Read Jeremiah 17.
We have heard the instruction, “Follow your heart!” We dare not! Rather, heed the will of God found in the Word of God. The heart of man is deceitful and desperately wicked. Sin has been engraved on it with a diamond-tipped, iron pen, so that what we think is good is bad and that which we brand bad is good.
The people of Judah were doomed to judgment for following their hearts’ diabolical desires. They worshipped the creation rather than the Creator. They trusted in what they could see instead of the immortal, invisible God who saw them.
The beautiful, bountiful blessings of a land flowing with milk and honey would be stripped and plundered by a marauding army. It would be as though they were sitting in the gasoline of God’s wrath, and their sins were the match they would continually be striking, until one day the explosive flame of HIs fury ignited.
We can know the blessing of trusting in God or the cursing of trusting in ourselves. To look to the Lord as our hope is to find the stability of being rooted by the river of His grace, the beauty of evergreen foliage where we reflect His glory, and the productivity of fruitfulness as His Spirit works in and through us.

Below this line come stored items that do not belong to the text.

PR #3296, opened 2026-05-13
Fix: bound SSL handshake to prevent leaked ESTABLISHED sockets

yerixu:
Socket::SSLHandshake polled the fd via unbounded bthread_fd_wait, so a peer that completed the TCP handshake but never sent a TLS Hello (e.g. server not actually configured for SSL) parked the handshake bthread forever. That bthread holds a Socket reference through the in-flight WriteRequest, so the underlying fd was never closed and the connection stayed ESTABLISHED until OS keepalive eventually broke it.

Channel destruction does not help: ~Channel only removes the SocketMap ref; SetFailed/OnFailed wake _epollout_butex but not the per-fd butex used by bthread_fd_wait, and the fd close path runs only after the Socket's ref count drops to zero, which the stuck bthread prevents. With a periodic retry, ESTABLISHED sockets accumulate without bound.

Switch the two bthread_fd_wait calls in SSLHandshake to bthread_fd_timedwait, with the deadline derived from a new gflag ssl_handshake_timeout_ms (default 5000ms; <=0 keeps the old behavior).
On timeout the existing failure path runs: CheckConnected returns -1 ->
AfterAppConnected calls SetFailed + ReleaseAllFailedWriteRequests, and the fd_guard in CheckConnectedAndKeepWrite closes the fd at scope exit. The server-side handshake invoked from DoRead benefits from the same bound.

Issue Number: resolve 

Problem Summary:

Changed:

Side effects:
- Performance effects:

---
### Check List:

### DIFF
--- a/src/brpc/socket.cpp
+++ b/src/brpc/socket.cpp
@@ -81,6 +81,13 @@ DEFINE_int32(socket_send_buffer_size, -1,
 
 DEFINE_int32(ssl_bio_buffer_size, 16*1024, "Set buffer size for SSL read/write");
 
+DEFINE_int32(ssl_handshake_timeout_ms, 5000,
+             "Max duration of one SSL handshake on a socket. Zero or negative "
+             "disables the limit and falls back to waiting forever, which can "
+             "leak ESTABLISHED sockets if the peer never finishes the TLS "
+             "handshake (e.g. server not actually listening with SSL).");
+BRPC_VALIDATE_GFLAG(ssl_handshake_timeout_ms, PassValidate);
+
 DEFINE_int64(socket_max_unwritten_bytes, 64 * 1024 * 1024,
              "Max unwritten bytes in each socket, if the limit is reached,"
              " Socket.Write fails with EOVERCROWDED");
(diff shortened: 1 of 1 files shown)


src/brpc/socket.cpp
```diff
@@ -1956,9 +1963,23 @@ int Socket::SSLHandshake(int fd, bool server_mode) {
...
+    }
+
     // Loop until SSL handshake has completed. For SSL_ERROR_WANT_READ/WRITE,
-    // we use bthread_fd_wait as polling mechanism instead of EventDispatcher
-    // as it may confuse the origin event processing code.
+    // we use bthread_fd_timedwait as polling mechanism instead of
+    // EventDispatcher as it may confuse the origin event processing code.
     while (true) {
         ERR_clear_error();
         int rc = SSL_do_handshake(_ssl_session);
```
chenBright, line 1985: Does SSL_do_handshake support a timeout mechanism?

yerixu: SSL_do_handshake 本身不提供任何内置的超时机制，需要应用层自行实现超时逻辑

chenBright (approved):
LGTM

PR #3304, opened 2026-05-18
detect and negotiate mtu

randomkang:

Issue Number: resolve 

Problem Summary:

Changed:

Side effects:
- Performance effects:

The bandwith of rdma perf will be increased 25%(in my case, from 33GB/s to 41GB/s ).

---
### Check List:


src/brpc/rdma/rdma_endpoint.cpp
```diff
@@ -115,6 +117,7 @@ struct HelloMessage {
     uint32_t block_size;
     uint16_t sq_size;
     uint16_t rq_size;
+    uint16_t mtu_type;
```
chenBright: To maintain forward compatibility with the handshake protocol, mtu_type needs to be added to the end.

src/brpc/rdma/rdma_helper.cpp
```diff
@@ -701,6 +701,36 @@ bool SupportedByRdma(std::string protocol) {
     return false;
 }
 
+uint16_t detect_mtu(struct ibv_context* ctx, int port_num) {
+    struct ibv_port_attr port_attr;
+    
+    if (ibv_query_port(ctx, port_num, &port_attr)) {
```
chenBright: Only one MTU type detection is needed in GlobalRdmaInitializeOrDie(). It doesn't need to be detected on every handshake.

src/brpc/rdma/rdma_endpoint.cpp
randomkang: ok

src/brpc/rdma/rdma_helper.cpp
randomkang: ok

src/brpc/rdma/rdma_endpoint.cpp
chenBright: We need to be compatible with scenarios where one peer does not support mtu_type. Keeping HELLO_MSG_LEN_MIN unchanged at 40 and using mtu_type as an extended field for parsing is more appropriate.

chenBright:
Please update the RDMA UTs in brpc_rdma_unittest.cpp.

src/brpc/rdma/rdma_endpoint.cpp
randomkang: ok, we need to be compatible with scenarios with the old versions.

src/brpc/rdma/rdma_endpoint.cpp
```diff
@@ -523,9 +547,27 @@ void* RdmaEndpoint::ProcessHandshakeAtClient(void* arg) {
...
+            s->SetFailed(saved_errno, "Fail to complete rdma handshake from %s: %s",
+                    s->description().c_str(), berror(saved_errno));
+            ep->_state = FAILED;
+            return NULL;
+        }
+        remote_msg.ExtDeserialize(ext_data, remote_msg_ext_len);
+        if (remote_msg_ext_len >= 2) {
+            // mtu_type field is valid
+            remote_mtu_type = remote_msg.mtu_type;
+        }
```
chenBright: By setting the default value of HelloMessage::mtu_type to IBV_MTU_1024, it's no longer necessary to check remote_msg_ext_len.

randomkang: We need this check, because the brpc version of peer can be older or newer, we should make sure the mtu_type field is valid in remote_msg.

randomkang:
> Please update the RDMA UTs in brpc_rdma_unittest.cpp.

I can't find a way to check the rdma communication between the current version including mtu negotiation and without mtu negotiation in ut, any advice?

chenBright:
> > Please update the RDMA UTs in brpc_rdma_unittest.cpp.
> 
> I can't find a way to check the rdma communication between the current version including mtu negotiation and without mtu negotiation in ut, any advice?

You can refer to client_hello_msg_invalid_sq_rq_block_size, server_hello_invalid_sq_rq_size, etc.

src/brpc/rdma/rdma_endpoint.cpp
```diff
@@ -624,9 +689,28 @@ void* RdmaEndpoint::ProcessHandshakeAtServer(void* arg) {
         ep->_state = FAILED;
         return NULL;
     }
-    if (remote_msg.msg_len > HELLO_MSG_LEN_MIN) {
-        // TODO: Read Hello Message customized header
-        // Just for future use, should not happen now
+
+    // In older versions of brpc, IBV_MTU_1024 is the default mtu type,
+    // So we set remote_mtu IBV_MTU_1024 at default to be ompatible with older versions.
```
yanglimingcn: compatible

chenBright:
With #3326 , mtu should be negotiated through V3.

src/brpc/rdma/rdma_endpoint.h
```diff
@@ -281,6 +281,13 @@ friend int v3_wire::WriteV3Hello(RdmaEndpoint*, const RdmaHello&);
     //           QP reached RTS (filled in BringUpQp).
     butil::optional<ibv_ece> _outgoing_ece;
 
+    // MTU payload to advertise in the next local hello:
+    //   Client: the locally queried active MTU (filled
+    //           before C_HELLO_SEND);
+    //   Server: the negotiated MTU = min(local_active_mtu, client_mtu)
+    //           (filled in BringUpQp).
+    butil::optional<uint32_t> _outgoing_mtu;
```
chenBright, line 295: Why use uint32_t instead of ibv_mtu?

PR #3306, opened 2026-05-22
bvar: fix bad_weak_ptr crash in AgentCombiner::get_or_create_tls_agent

### LINKED ISSUE #3288: example/rdma_performance性能测试偶发报错bad_weak_ptr，导致core dumped
**Describe the bug**
AgentCombiner类继承自enable_shared_from_this，内部会有一个weak_ptr成员，这个成员是在对象被第一个std::shared_ptr管理时才会被初始化，相当于必须要有make_shared出来的shared_ptr管理才能正常使用weak_ptr成员，所以在类似偶发的Reducer对象/IntRecorder对象/Percentile对象 销毁后或初始化前（没有shared_ptr管理weak_ptr成员）再调用该类的operator<<函数录入样本数据， operator<<函数调用_combiner->get_or_create_tls_agent()，_combiner->get_or_create_tls_agent()再调用this->shared_from_this()就会报错bad_weak_ptr
所以长时间重复执行下述命令就会偶发报错bad_weak_ptr
taskset -c 0-95 ./kpl_tools server -use_rdma 0 -thread_num 96
taskset -c 48-95 ./kpl_tools client -thread_num 48 -queue_depth 85 -attachment_size 131072 -use_rdma 0 -connection_type pooled

terminate called after throwing an instance if 'std::bad_weak_ptr'
    what():  bad_weak_ptr
Aborted (core dumped)

**To Reproduce**
在两个shell窗口分别执行如下命令：
taskset -c 0-95 ./kpl_tools server -use_rdma 0 -thread_num 96

taskset -c 48-95 ./kpl_tools client -thread_num 48 -queue_depth 85 -attachment_size 131072 -use_rdma 0 -connection_type pooled

**Expected behavior**
预期长时间重复执行上述命令不会偶发报错bad_weak_ptr

**Versions**
OS: openEuler 24.03 (LTS-SP2)
Compiler: gcc 12.3.1
brpc: 1.16
protobuf: protobuf-25.1-12.oe2403sp2.aarch64

Gmymymy:
## Problem

When a bvar object (`Reducer`, `IntRecorder`, `Percentile`) is destroyed
while another thread is concurrently writing to it via `operator<<`, the
following crash occurs:

```
terminate called after throwing an instance of 'std::bad_weak_ptr'
  what():  bad_weak_ptr
Aborted (core dumped)
```

This has been observed in high-concurrency RDMA performance testing
(see #3288).

## Root Cause

`AgentCombiner` inherits from `std::enable_shared_from_this`.
In `get_or_create_tls_agent()`, when an agent's `combiner` weak_ptr has
expired (the previous combiner was destroyed and the slot was reused), the
method calls `this->shared_from_this()` to re-bind the agent to the
current combiner.

`shared_from_this()` throws `std::bad_weak_ptr` if the object is not
currently managed by any `shared_ptr`. This can happen in a race where:

1. The `AgentCombiner` is the last object keeping a bvar alive
2. Another thread releases the last `shared_ptr` to it (e.g., the owning
   `Reducer` goes out of scope or is destroyed during program shutdown)
3. A third thread is simultaneously inside `get_or_create_tls_agent()`,
   past the `agent->combiner.expired()` check, and calls `shared_from_this()`
   on the now-unmanaged object → `bad_weak_ptr` → `terminate()`

## Fix

Wrap `shared_from_this()` in a `try/catch(std::bad_weak_ptr)`. When caught,
return `NULL` and silently skip the recording. This is safe: the metric is
being torn down, so dropping a write in flight is acceptable and far
preferable to crashing.

Also remove the `LOG(FATAL)` in the three `operator<<` callers that fire
when `get_or_create_tls_agent()` returns `NULL`:
- For **allocation failure**, `get_or_create_tls_agent()` already calls
  `LOG(FATAL)` internally (which aborts); the outer `LOG(FATAL)` was
  unreachable in that case.
- For the new **combiner-expired** path, calling `LOG(FATAL)` would
  incorrectly abort the process for a benign race during teardown.

## Affected files

| File | Change |
|------|--------|
| `src/bvar/detail/combiner.h` | catch `bad_weak_ptr` in `get_or_create_tls_agent()` |
| `src/bvar/reducer.h` | remove outer `LOG(FATAL)` from `operator<<` |
| `src/bvar/recorder.h` | remove outer `LOG(FATAL)` from `operator<<` |
| `src/bvar/detail/percentile.cpp` | remove outer `LOG(FATAL)` from `operator<<` |

Fixes #3288

### DIFF
--- a/src/bvar/detail/combiner.h
+++ b/src/bvar/detail/combiner.h
@@ -341,7 +341,16 @@ friend class GlobalValue<self_type>;
         if (!agent->combiner.expired()) {
             return agent;
         }
-        agent->reset(_element_identity, this->shared_from_this());
+        self_shared_type self;
+        try {
+            self = this->shared_from_this();
+        } catch (const std::bad_weak_ptr&) {
+            // The combiner is no longer managed by any shared_ptr, which can
+            // happen when a bvar is being destroyed concurrently with a write.
+            // Silently skip this recording instead of crashing.
+            return NULL;
+        }
+        agent->reset(_element_identity, self);
         // TODO: Is uniqueness-checking necessary here?
         {
             butil::AutoLock guard(_lock);
--- a/src/bvar/detail/percentile.cpp
+++ b/src/bvar/detail/percentile.cpp
@@ -108,7 +108,6 @@ Percentile::value_type Percentile::get_value() const {
 Percentile &Percentile::operator<<(int64_t latency) {
     agent_type* agent = _combiner->get_or_create_tls_agent();
     if (BAIDU_UNLIKELY(!agent)) {
-        LOG(FATAL) << "Fail to create agent";
         return *this;
     }
     if (latency < 0) {
--- a/src/bvar/recorder.h
+++ b/src/bvar/recorder.h
@@ -269,7 +269,6 @@ inline IntRecorder& IntRecorder::operator<<(int64_t sample) {
     }
     agent_type* agent = _combiner->get_or_create_tls_agent();
     if (BAIDU_UNLIKELY(!agent)) {
-        LOG(FATAL) << "Fail to create agent";
         return *this;
     }
     uint64_t n;
--- a/src/bvar/reducer.h
+++ b/src/bvar/reducer.h
@@ -303,7 +303,6 @@ inline Reducer<T, Op, InvOp>& Reducer<T, Op, InvOp>::operator<<(
     // It's wait-free for most time
     agent_type* agent = _combiner->get_or_create_tls_agent();
     if (__builtin_expect(!agent, 0)) {
-        LOG(FATAL) << "Fail to create agent";
         return *this;
     }
     agent->element.modify(_combiner->op(), value);


wwbmmm:
But I think bvar is not thread-safe by-design when it is destroying and writing concurrently. Maybe the upper-layer usage code has bug.

chenBright:
> When a bvar object (Reducer, IntRecorder, Percentile) is destroyed while another thread is concurrently writing to it via `operator<<`.

I believe this is incorrect usage, and that's the root of the problem.

Gmymymy:
Thanks for the feedback. I agree that concurrent destroy+write is generally the caller's responsibility.

However, I'd like to point out an inconsistency in the existing design: `AgentCombiner` already uses `weak_ptr` in `Agent::~Agent()` to gracefully handle the case where the combiner may be gone:

```cpp
~Agent() {
    self_shared_type c = combiner.lock();
    if (NULL != c) {
        c->commit_and_erase(this);
    }
}
```

This shows the design already anticipates lifetime overlap between agents and their combiner. The `shared_from_this()` call in `get_or_create_tls_agent()` is inconsistent with that approach — it crashes instead of handling the expired case gracefully.

This fix makes the behavior consistent: both code paths now handle a gone combiner without crashing.

chenBright:
This case concerns the lifecycle of bvars, so there's no need to consider lifetime overlap between agents and their combiner.

Furthermore, this fix doesn't guarantee thread-safety by design when destruction and writing occur concurrently.

PR #949, opened 2021-11-02
DLP Redesign - Metadata Overview Display

### LINKED ISSUE #951: Implement overview panel from DLP redesign

mvandenburgh:
TODO
- [x] hide the tab bar so that the overview is the only thing visible on the DLP
- [x] add "funding information" display to DLP overview

Closes #951


mvandenburgh:
One question this raises about the design is what we should do about overflow on each of the boxes. For example, look at this dandiset https://deploy-preview-949--gui-dandiarchive-org.netlify.app/#/dandiset/100268/draft. There's nothing stopping users from putting enough metadata in to make the boxes really long like that.

I see three options:
1) Make the boxes a fixed height and make them scrollable (seems ugly, but very simple to code)
2) Make tall boxes collapsed initially, and allow the user to extend them by clicking it (would look nice but would be complex to code, since vuetify doesn't seem to support this)
	- This introduces another consideration about what to do about the boxes next to the box being extended
3) Same as 2), except clicking opens up a popup modal that contains all of the boxes info (and is scrollable if necessary)

I'm guessing 2 and 3 are the best options UI/UX wise. ping @waxlamp @jtomeck

satra:
@mvandenburgh - i think this would really depend on the content of the boxes and how we represent it. this was the part i think that was left to us to figure out .

for example access should not be one of those columns. and should really go up to the same level as license and keywords. 

subject matter are terms of certain type they are like keywords but with more information (i.e. they may point to an external resource, etc.,. from a ui perspective subject matter could simply be a collection of balloons with the name and a click on the name can bring up the additional information. 

resources are similar, they should have names and relationships, but not all pieces in the record needs to be displayed on the DLP

also there is always likely to be an imbalance in the number of things. if so does it make sense to say display first 3 for each and then have a `+5 more` box to show the full list in a separate modal.

mvandenburgh:
I've implemented the changes discussed in last weeks UI meeting -

- Put subject matter under keywords
- Move license + access information to header next to `Created` and `Last update`
- Remove roles from funding info (they are implicit)
- Don't break cards into columns on small screens/mobile devices

mvandenburgh:
@satra the `name` field on subject matter and related resource is not required currently in the schema, but the redesign uses this field as the header for each card. So it's currently possible to create a related resource or subject matter without a name, which leads to this UI https://deploy-preview-949--gui-dandiarchive-org.netlify.app/#/dandiset/200041/draft. Is there a reason not to ha

satra:
technically the identifier is more important, but it was done to be minimalistic (either identifier or name can be provided). for purpose of the card, i would set the value to be the same as identifier if name is empty. in the future we can interrogate the identifier and fill in the corresponding label.

jtomeck:
Chiming in pretty late on this, but I think if there's a lot of data in each box, we could set a sane maximum to show, with text afterwards saying `XX more entries | link: show more / less` or something like that. Obviously it would be show more until clicking, then it would say show less.

waxlamp (approved):
Looks great! Please make a note of Jared's feedback somewhere, so that we don't lose it going forward.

Jeremiah testifies to his faithfulness in a populace that had forsaken the Lord. He cries out for God to spare him even as he visits judgment on his generation. He confesses his hope in the Lord.
It is never easy to stand alone. But, really the child of God never does—the Lord is near all who trust in Him. We can speak against the evil of our day. They may not be persuaded to repent. This generation may choose to stop their ears to the truth—that is the deceitfulness of the heart. What I have control over is my own path—to choose God’s way, as I look to His wisdom and lean on His strength. In the words of the old hymn:
“Stand up, stand up for Jesus!
Stand in His strength alone,
The arm of flesh will fail you, ye dare not trust your own.”